Later Addition. To me, Dunn's approach as it is implemented after Friedman's test in SPSS is incorrect. It does not adjust for ties in the same fashion as the parent omnibus test (Friedman) does it. Actually, it does not adjust for the ties at all, while it should. (The issue of ties handling is touched in the current answer above.)

The formula of Friedman's test statistic (explained in SPSS Algorithms) is $$\chi^2= \frac{[12/(nk(k+1))]\sum^k C^2-3n(k+1)}{1-\Sigma T/[nk(k^2-1)]}$$

The denominator of the formula contains the adjustment for ties. If $k=2$ then quantity $\Sigma T/[nk(k^2-1)]$ is the proportion of cases in which the two variables are equal (tied).

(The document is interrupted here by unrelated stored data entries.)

PR #1357, opened 2026-07-12
getOptions control-context seam + unstable_Gallery

drewpledger:
Adds a fresh "unstable_Gallery" control, and seams the context from the builder to the messageChannel port.

PR #1369, opened 2026-07-20
feat(controls): unstable_Cascade composable spike (ARR-970)

drewpledger:
One of three parallel explorations of the same product goal (product → image picker) — siblings are #1351 (ARR-769) and #1357 (ARR-969). This one keeps the cascade as the container but makes `unstable_Cascade` **composable**: steps hold real controls (`Checkbox`, `Combobox`, ...) instead of fixed display types, piping each step's resolved value into the next step's factory.

Also cleaned up the message-port serialization it relies on: swapped a hand-rolled `MessageChannel` RPC for the shared `serializeFunction` helper, and made that helper propagate errors as rejections (previously a failure would just hang forever) and auto-forward nested `MessagePort`s instead of throwing `DataCloneError`.

**Known limitations — flagged for discussion, not fixed here:**
- Steps needing a real resolver (Image, Color) will throw; only a no-op stand-in resolver is available where the chain gets materialized.
- Only step 0's child control is wired up — step ≥1 interactions silently no-op until the builder-side panel exists.
- Translated content in a step control isn't merged yet.
- `deserialize` only accepts the live-connection shape, not persisted data (fine today — it's never called any other way in practice).

Draft, opened to align on direction before going further

### DIFF
--- a/packages/runtime/src/controls/serialization/message-port/function-serialization.ts
+++ b/packages/runtime/src/controls/serialization/message-port/function-serialization.ts
@@ -52,7 +52,10 @@ function collectTransferables(value: unknown, seen: Set<unknown> = new Set()): T
   return []
 }
 
-export function serializeFunction<T extends AnyFunction>(func: T): SerializedFunction<T> {
+export function serializeFunction<T extends AnyFunction>(
+  func: T,
+  hostPortRegistry?: MessagePort[],
+): SerializedFunction<T> {
   type CallMessageEvent = MessageEvent<[CallID, Parameters<T>]>
 
   const messageChannel = new MessageChannel()
@@ -71,6 +74,8 @@ export function serializeFunction<T extends AnyFunction>(func: T): SerializedFun
         },
       )
   }
+
+  hostPortRegistry?.push(messageChannel.port1)
 
   return messageChannel.port2 as SerializedFunction<T>
 }
--- a/packages/runtime/src/controls/serialization/message-port/function-serialization.ts
+++ b/packages/runtime/src/controls/serialization/message-port/function-serialization.ts
@@ -10,9 +10,10 @@ export { type DeserializedFunction } from '@makeswift/controls'
 declare const SerializedFunctionTag: unique symbol
 
 type ResolveCallPromise<T extends AnyFunction> = (value: SerializedFunctionReturnType<T>) => void
+type RejectCallPromise = (error: unknown) => void
 
 type OnMessageHandler<T extends AnyFunction> = MessagePort['onmessage'] & {
-  newCall?(resolve: ResolveCallPromise<T>): number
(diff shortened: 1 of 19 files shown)


packages/runtime/src/controls/serialization/message-port/function-serialization.ts
```diff
@@ -25,34 +26,83 @@ export function isSerializedFunction(value: any): value is SerializedFunction<An
...
   const messageChannel = new MessageChannel()
 
   messageChannel.port1.onmessage = ({ data: [callId, args] }: CallMessageEvent) => {
     Promise.resolve()
       .then(() => func.apply(null, args))
-      .then(result => messageChannel.port1.postMessage([callId, result]))
+      .then(
+        result => {
+          const reply: ReplyMessage<T> = [callId, 'resolve', result]
+          messageChannel.port1.postMessage(reply, collectTransferables(result))
```
drewpledger, line 69: From what I can smell, this won't affect any existing controls and will enable multi-staged transferrables.

packages/runtime/src/controls/serialization/message-port/function-serialization.ts
```diff
@@ -25,34 +26,83 @@ export function isSerializedFunction(value: any): value is SerializedFunction<An
...
+function toErrorDescriptor(error: unknown): ErrorDescriptor {
+  if (error instanceof Error) return { message: error.message, name: error.name }
+  return { message: String(error) }
+}
 
-export function serializeFunction<T extends AnyFunction>(func: T): SerializedFunction<T> {
+// Walks a plain object/array tree collecting any MessagePort found within it,
+// since a reply carrying one (e.g. a nested serialized function/control) must
+// list it as a transferable or postMessage throws DataCloneError.
+function collectTransferables(value: unknown, seen: Set<unknown> = new Set()): Transferable[] {
```
drewpledger, line 42: Open to suggestions, this smells fine to me.

packages/runtime/src/controls/serialization/message-port/function-serialization.ts
```diff
@@ -25,34 +26,83 @@ export function isSerializedFunction(value: any): value is SerializedFunction<An
...
+  if (Array.isArray(value)) return value.flatMap(item => collectTransferables(item, seen))
+  if (value.constructor === Object) {
+    return Object.values(value).flatMap(item => collectTransferables(item, seen))
+  }
+  return []
+}
+
+export function serializeFunction<T extends AnyFunction>(
+  func: T,
+  hostPortRegistry?: MessagePort[],
```
drewpledger, line 57: This is really only going to be used for cascade-chain-serialization. I cannot think of another way to clear the stale ports.

arvinpoddar:
Spike completed, closing this PR.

Consider Friedman test performed with our variables V1 and V2 ($k=2$). The proportion of cases with ties is 287/400=.7175 and the test statistic is 13.460, df=1 with significance p=.00024. But the "Dunn's" comparison computed following SPSS formulas will be

Sample1  Sample2  MeanRank1 MeanRank2 TestStat  StError   Z    Sig2side  AdjSig
  V1       V2      1.54875   1.45125   .0975     .0500  1.9500  .05118  .05118

Nonsignificant. Why? No proper (Friedman style) adjustment for ties was done.

In the presense of only $k=2$ samples in data a correct post hoc pairwise comparison test must give the same result (statistic and p-value) as the omnibus test - it is actually a property which proves that the post hoc test corresponds (is isomorphic) to the parent omnibus test. It is indeed so with Kruskal-Wallis test and Dunn's test - just program it following SPSS Algorithms and test with V1 and V2 as two independent groups, and you'll get same p=.0153 both for KW and for Dunn. But we saw that a similar equivalence is absent in relations between Friedman test and "Dunn's approach" post-Friedman comparison test.

Conclusion. Post hoc multiple comparison test being performed by SPSS (version 22 and earlier) after Friedman's test is defective. Maybe it is correct when there is no ties, but I don't know. The post hoc test does not treat ties the way Friedman does it (while it should). I cannot say anything about the formula of st. error, sqrt[k*(k+1)/(6n)], they are using: it was derived from discrete uniform distribution, but they didn't write how; is it correct? Either the "Dunn's test approach" was adapted to Friedman inadequatly by SPSS or Dunn's test cannot be adapted to Friedman at all.